Google Instant is fairly revolutionary in regards to how it changes search engine optimization and search engine marketing. For those of you unfamiliar with Google Instant, here's a brief roundup:
Instead of waiting until you type your entire search, Google will predict what you're typing and change the search results in real time as you type. Google claims it will decrease the amount of time it takes a user to find the content they're looking for by as much as 2.5 seconds and will change the way people use search.
But there's not much talk about how this is going to effectsearch engine marketing. So here goes.
Google has already communicated with its search marketing partners explaining, "With [Google Instant], you might notice some fluctuations in impression volume. For example, you may find that certain keywords receive significantly more or less impressions moving forward. Despite any change in impressions, Google Instant is intended to increase the quality of the clicks on your ads and therefore boost your overall campaign performance." (here's a link to the Inside Adwords blog regarding Google Instant)
Disclaiming that Google Instant is intended to increase quality immediately following an announcement of impression fluctuations, clearly leads me to believe that this isn't going to be good for Adwords campaigns. Displaying ads based on partial searches can only hurt search engine marketing.
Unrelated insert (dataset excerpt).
PR #179, opened 2019-06-25
fix: ensure onSubscriptionConnect throws when no connectionParams supplied

darahayes:
I found a case where if keycloak auth is enabled on the server side but the client sends absolutely nothing in its connection params, an error is thrown like `cannot read property Authorization of undefined.` This is because the `onSubscriptionConnect` function trying to access some properties on the `connectionParams` when it is undefined.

Here's an example:
Google gives a very specific example when someone types 'flo' into a search engine, Google will start delivering Adwords ads for 'flowers.'
Continue typing and add a 'c' to your search (now 'flowc') and Google will now start delivering Adwords ads for 'flowcharts.'
Now, if someone was searching for 'flowcell,' Adwords ads targeting keywords flowers and flowchart would receive ad impressions for a user that had no intention of making that search.
To see how this will effectthe auto industry, think about a Honda dealer who starts receiving impressions for people intending to search for keywords like honey, honeybaked ham, honolulu, honig vs. doe, honorarium or honus wager. If I spent a little time on this project, I'm sure I could find hundreds of high volume keywords that would trigger a Honda dealer's ad to display.
And here's why this matters. Every Adwords keyword is given a quality score by Google. The quality score is a major factor in determining where ads rank and how much they cost. A significant factor in calculating quality scores is the keyword's click through ratio (a percentage calculated by the following formula: number of clicks / number of impressions). Adding unwanted impressions will lower the click through ratio and in turn hurt quality scores. One of strongest search engine marketing optimization techniques is to reduce unwanted impressions to increase quality scores. As of now, Google provides no options for search marketers to account for unwanted impressions delivered through Google Instant.
High level, common keywords appear to be the most vunerable to unwanted impression delivery. The saving graces here are that high level keywords typically don't garner good quality scores and competitors vying for the same keyword would have equally negative effects.
We're keeping a watchful eye on our impression fluctuations and are requesting an Adwords setting to remove an ad from being delivered via Instant.